Amicus Therapeutics is working diligently toward the treatment and cure of rare and orphan diseases. Using the latest technology and medicine available in the field of biotechnology, rare diseases such as Pompe disease and Epidermolysis Bullosa are being treated. Amicus Therapeutics focuses its research and treatment on a collection of disorders known as lysosomal storage disorders. Since the launch of the breakthrough medication Galafold in 2014, Amicus Therapeutics continues to deliver successful medication developments. Follow Amicus Therapeutics on twitter.com.
The biopharmaceutical company received grants from multiple foundations to aid in the fight against rare disease. Such foundations as The Michael J. Fox Foundation and the Alzheimer’s Drug Discovery Foundation funded support for research and treatment efforts to Amicus Therapeutics. Scientists at Amicus Therapeutics combine knowledge and passion for treating rare genetic diseases.

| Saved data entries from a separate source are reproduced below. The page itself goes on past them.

PR #73196, opened 2025-11-25
chore: apply patch to pipenv for FIPS compatibility

Aditevil:
pipenv fails in FIPS mode with `_hashlib.UnsupportedDigestmodError` when generating resolution cache keys. Python 3.12's
[gh-127301](https://github.com/wolfi-dev/os/blob/main/python-3.12/gh-127301.patch) patch ensures that when _hashlib/OpenSSL is available and OpenSSL is in FIPS mode, builtin hash implementations require `usedforsecurity=False` for MD5/SHA1 usage.


Aditevil:
https://github.com/wolfi-dev/advisories/blob/main/py3-pipenv.advisories.yaml

Taffer (approved):
LGTM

Amicus Therapeutics develops and personalizes medicine to treat individuals according to their specific genetic disease. Know more on gcreport.com about Amicus Therapeutics.
To treat lysosomal storage disorders, scientists at Amicus Therapeutics are developing an Enzyme Replacement Therapy. While Enzyme Replacement Therapy is being used in treatment programs for Fabry and Pompe disease, Amicus Therapeutics continues to reach new advancements in biotechnology. In preclinical studies a protein replacement therapy is being developed to aid in treating genetic mutations in children. Many pills and vaccines are in the late-stages of development for multiple rare diseases. Amicus Therapeutics is also in the late-stage development of SD-101 Cream for the treatment of Epidermolysis Bullosa. SD-101 Cream is the first drug to receive Breakthrough Therapy and orphan drug designation from the U.S. Food and Drug Administration.